Arrogance, presumption, and a sense of superiority continue to encrust the corridors of power in the so-called West. And while recognizing that the world is changing is necessary, it will not be sufficient, because such recognition alone is unlikely to generate the new cultural and political paradigms necessary for intelligent adaptation. We shall see, but I deeply doubt that the imperialist “DNA” of the West, along with its messianic vision, can be “revised” in the short term. Consequently, the transformation of the world system will continue to unfold through extremely contradictory processes.

A New Transatlantic Fracture

The first month of Trump’s second term is already revealing—unsurprisingly, except for the so-called European leaders—the growing fracture between the United States and the European Union. This divide will play out both in security and defense matters and in economic and trade policies. We had already discussed this during Trump’s first term, but this time, the neo-mercantilist and somewhat isolationist approach of the new administration is even more pronounced.

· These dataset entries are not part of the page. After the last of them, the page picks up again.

PR #4736, opened 2025-03-16
Support `nativeServiceProviders` in `ScalaNativeModule`

lolgab:
Scala Native supports `ServiceProvider` which allows loading implementations for interfaces using reflection. To avoid bloating binaries with all available implementations, Scala Native requires to set at build time the implementations that are used.
This PR adds support for it in Mill.

Pull Request: https://github.com/com-lihaoyi/mill/pull/4736

### DIFF
--- a/scalanativelib/src/mill/scalanativelib/ScalaNativeModule.scala
+++ b/scalanativelib/src/mill/scalanativelib/ScalaNativeModule.scala
@@ -225,7 +225,13 @@ trait ScalaNativeModule extends ScalaModule { outer =>
    */
   def nativeMultithreading: T[Option[Boolean]] = Task { None }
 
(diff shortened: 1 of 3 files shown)


lihaoyi (approved):

lihaoyi:
Could you flesh out the scaladoc? What is this `Map[String, Seq[String]]` datastructure and what do the various elements in that map mean?

lefou (approved):
Looks good to me.

Out of curiosity. Are the typical files under `META-INF` still relevant?

lolgab:
> Looks good to me.
> 
> Out of curiosity. Are the typical files under `META-INF` still relevant?

Yes, they are :)
This is a feature to contain binary sizes avoid avoid bundling all possible implementations in a binary.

Although Trump’s political agenda primarily serves the country’s elites, his initial foreign policy actions appear swift and impactful on global balances. They seem genuinely aimed at reindustrializing the country and expanding domestic job opportunities. The idea—whose effectiveness remains to be seen—of imposing tariffs on all fronts while simultaneously cutting taxes for businesses and workers and reducing energy costs is conceived within this framework.

In this light, the pursuit of military disengagement in Europe makes sense—not only to save resources and benefit from Ukrainian raw material deposits but also to concentrate efforts in the Indo-Pacific and foster a closer relationship with Russia in a vain attempt to destabilize the Sino-Russian alliance. Meanwhile, the EU appears divided, diplomatically weak, and incapable of constructing real strategic autonomy—making its political nonexistence evident to all.

EU Decline and US Revisionism

The EU has almost always followed the U.S. geopolitical agenda, even sacrificing its own interests to support the proxy war between the U.S. and Russia in Ukraine. Over the past thirty years, it has gradually abandoned its political and strategic autonomy in favor of unwavering support for the U.S. However, interests are now diverging more sharply—and the U.S. reminds us of this daily. Consider, for instance, the destruction of one of Europe’s most critical infrastructures, Nord Stream 2, at the hands of our “friends” across the Atlantic.

There is now an awakening in both the U.S. and Europe from the parasitic slumber of those who have dominated the world for centuries but are no longer able to impose their will on the rest of the world. However, this awakening is unfolding in chaotic contexts, hitting Europe particularly hard. As the contemporary periphery of the American empire, Europe will be forced to bear the costs of the West’s decline.

Just yesterday, Russia, China, Iran, and other regional powers were labeled as “revisionist powers” of the existing world order—the so-called “liberal rules-based order.” Today, however, it is the U.S. itself that is becoming a “revisionist power,” especially under Trump’s leadership, as he seeks to reassert America’s centrality in the new post-Western multipolar order—perhaps without attempting to restore its lost hegemony.

I do not believe that we—especially in Europe—will be able to seize the opportunities presented by the shock and upheaval we are experiencing. Yet, there are many to be found.